À la croisée du génie mécanique et de la science des matériaux, la tribologie concerne l’études des surfaces en contact et en mouvement : frottement, lubrification et usure. Trois mots magiques qui font le quotidien des chercheurs du LaMCos de l’INSA Lyon et étudiants du département Génie Mécanique.
« La mécanique n’est pas que dans les moteurs de voitures ! De l’adhérence de la chaussure au sol, au contact peau-tissu, en passant par l’articulation osseuse, tout est tribologie. Elle a d’ailleurs un rôle très important en matière d’avancées médicales », explique Benyebka Bou-Said, chercheur en bio-tribologie à l’INSA Lyon.

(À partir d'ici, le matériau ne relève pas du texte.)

PR #27, opened 2016-07-26
adjust phpdoc of error plugin

dbu:
| Q               | A
| --------------- | ---
| Bug fix?        | no
| New feature?    | no
| BC breaks?      | no
| Deprecations?   | no
| Related tickets | -
| Documentation   | -
| License         | MIT

#### What's in this PR?

Phpdoc adjust.

#### Why?

The doc said "by default" but there is no options to change behaviour.


dbu:
lowest version tests fail on master as well. we should investigate why that happens, but could still merge this if you agree.

Nyholm:
Thank you for this PR.

PR #30, opened 2016-07-26
Fix for the build with --prefer-lowest

Nyholm:
| Q               | A
| --------------- | ---
| Bug fix?        | yes
| New feature?    | no
| BC breaks?      | no
| Deprecations?   | no
| Related tickets | 
| Documentation   | n/a
| License         | MIT

### DIFF
--- a/composer.json
+++ b/composer.json
@@ -13,7 +13,7 @@
     "require": {
         "php": ">=5.4",
         "php-http/httplug": "^1.0",
-        "php-http/message-factory": "^1.0",
+        "php-http/message-factory": "^1.0.2",
         "php-http/message": "^1.2",
         "symfony/options-resolver": "^2.6|^3.0"
     },


sagikazarmark:
Do we actually need that version here? Or just a dependency needs it? I would rather find the reason why this doesn't work as intended instead of this update.

Nyholm:
I know you would Mark. This is me being pragmatic to solve the build error. The difference between message-factory:1.0.0 and 1.0.2 is that the latter has Puli bindings (if I remember correctly)

So no, we do not actually *need* that version here.

dbu:
not sure if its worth the effort to figure out why it does not work. there is no harm in upping the requriement to the factory...

sagikazarmark:
I found the problem: https://github.com/composer/composer/issues/5355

Observer la mécanique du corps pour mieux l’imiter

Imaginons que je souffre d’une arthrose de la hanche m’empêchant de me déplacer dans mes activités quotidiennes. Après plusieurs années de traitement antalgique et de rééducation, les rhumatismes persistent : mon médecin me propose la mise en place d’une prothèse de hanche. « Grâce à des collaborations avec les hôpitaux et professionnels de la santé, nous sommes aujourd’hui capables de proposer des prothèses adaptables à la morphologie du patientAu moyen d’outils de simulation virtuelle1, nous sommes capables de vérifier l’intégrité du mécanisme soumis aux cycles usuels quotidien de chaque individu, comme se lever, marcher ou monter les escaliers, en tenant compte des frottements et interactions. La prothèse est réellement faite pour vous », précise Benyebka Bou-Said. 
Pour mesurer toute l’importance du rôle de la tribologie dans ce système chirurgical, il faut comprendre la reproduction du mécanisme naturel : l’extrémité supérieure du fémur est sectionnée puis remplacée par une « tête fémorale artificielle » fixée dans l’os à l’aide d’un pivot. Dans l’os iliaque, une cavité est fraisée afin d’accueillir « la cupule », qui sera en articulation avec la tête fémorale artificielle. Puis le liquide synovial, ce que la tribologie appelle « le troisième corps », reprend sa mission de lubrification naturelle autour du système mécanique comme auparavant.

Ces matériaux qui réparent le corps

« Cela fait plusieurs années que la prothèse de hanche est utilisée en France, mais le mécanisme de l’insert représente le point d’amélioration majeur, notamment à cause des débris que l’usure peut provoquer, qui peuvent être transportés jusqu’au sang », ajoute le chercheur de l’INSA Lyon. La dégradation d’un matériel chirurgical dans le corps humain, au-delà de la durée de vie écourtée de la prothèse, pose plusieurs problématiques : « avec les fabricants de prothèses, nous étudions le revêtement pour trouver le plus adapté et le plus sain au corps humain. Grâce à un matériau inoffensif pour le corps et dont les nanoparticules seraient détectables par prise de sang, nous tirerions partie de l’usure de la prothèse tout en mesurant son état de dégradation presque en temps réel », ajoute Benyebka Bou-Said.

Vers l’homme bionique ?

Les individus dotés de prothèses médicales sont de plus en plus nombreux et la recherche est en constante évolution. L’équipe de Benyebka Bou-Said travaille sur des prothèses intelligentes pour assurer un retour au mouvement en toute sécurité et une meilleure acceptation de la prothèse par le corps humain. Les prothèses médicales équipées de capteurs permettraient une meilleure prévention des articulations défectueuses nécessitant un remplacement et permettraient l’exploration d’autres pistes de rééducation.

 

Le rendez-vous incontournable des chercheurs sur la tribologie, prochainement à Lyon

Du 2 au 4 septembre 2019, le congrès annuel international « Leeds-Lyon Symposium On Tribology » rassemblera la communauté scientifique à Lyon pour sa 46e édition autour de la thématique « Tribologie in daily life ».